**WORK TO COMPLETE**. From the listing below, output only the lines starting at the line that has "The code still" and ending at the line that has "- [ ] Plugin", exactly as they appear, ends included.

# # #

PR #882, opened 2021-02-20
Augment Taint2 with symbolic information

buszk:
The PR is migrated from my on-going project where I collect symbolic branches.
I augment TaintData with a field of z3::expr to keep track of symbolic information at byte-level.

The code still requires some fix and cleaning.
The code was written with panda llvm-3.3, and would require more testing on the llvm-10.

Currently, it only prints symbolic branch information. 
With pypanda installed, you can run `python panda/python/examples/unicorn/taint_sym_x86_64.py`
In the output, you can find the symbolic path constraint, like the following
```
PC: 1013
Path constraint: (let ((a!1 (= ((_ extract 15 8)
                (bvadd (concat #x000000000000 val_1 val_0)
                       (concat #x000000000000 val_3 val_2)))
              #x00)))
(let ((a!2 (and (= val_0 (bvadd #x41 (bvmul #xff val_2))) a!1)))
  (not a!2)))
```
which is equivalent to `(256 * val_1 + val_0) + (256 * val_3 + val_2) != 0x41`

Todo list:
- [ ] Plugin structure? As a new plugin rather than mod taint2?
- [x] Some other plugin needs change (tainted_branch)
- [x] More proper API for symbolic info
- [x] Add z3 to dependencies
- [x] Add tests


nathanjackson:
Just throwing some thoughts out there, I tend to agree with your TODO that questions whether or not  this should be a separate plugin. From a maintenance perspective, I think it would be better to have the taint and concolic execution capabilities separated if possible.

Taint2 can use quite a bit of memory already, so I was wondering, how does including `z3::expr` in the `TaintData` struct affect memory usage? This might be another reason to separate the capabilities.

This seems very cool!

buszk:
The extra memory might actually be concern.

To clarify, I augmented TaintData with two z3::expr pointers. I am not sure how much of PANDA’s memory consist of shadow memory for TaintData though. Might be a big portion.

I think the solution can be simply move the two pointers to the existing LabelSetP data structure. Lastly, I do expect all the symbolic data tainted as well, because memory read with symbolic addresses isn’t well supported.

# # #

**RESULT BELOW**.
The code still requires some fix and cleaning.
The code was written with panda llvm-3.3, and would require more testing on the llvm-10.

Currently, it only prints symbolic branch information. 
With pypanda installed, you can run `python panda/python/examples/unicorn/taint_sym_x86_64.py`
In the output, you can find the symbolic path constraint, like the following
```
PC: 1013
Path constraint: (let ((a!1 (= ((_ extract 15 8)
                (bvadd (concat #x000000000000 val_1 val_0)
                       (concat #x000000000000 val_3 val_2)))
              #x00)))
(let ((a!2 (and (= val_0 (bvadd #x41 (bvmul #xff val_2))) a!1)))
  (not a!2)))
```
which is equivalent to `(256 * val_1 + val_0) + (256 * val_3 + val_2) != 0x41`

Todo list:
- [ ] Plugin structure? As a new plugin rather than mod taint2?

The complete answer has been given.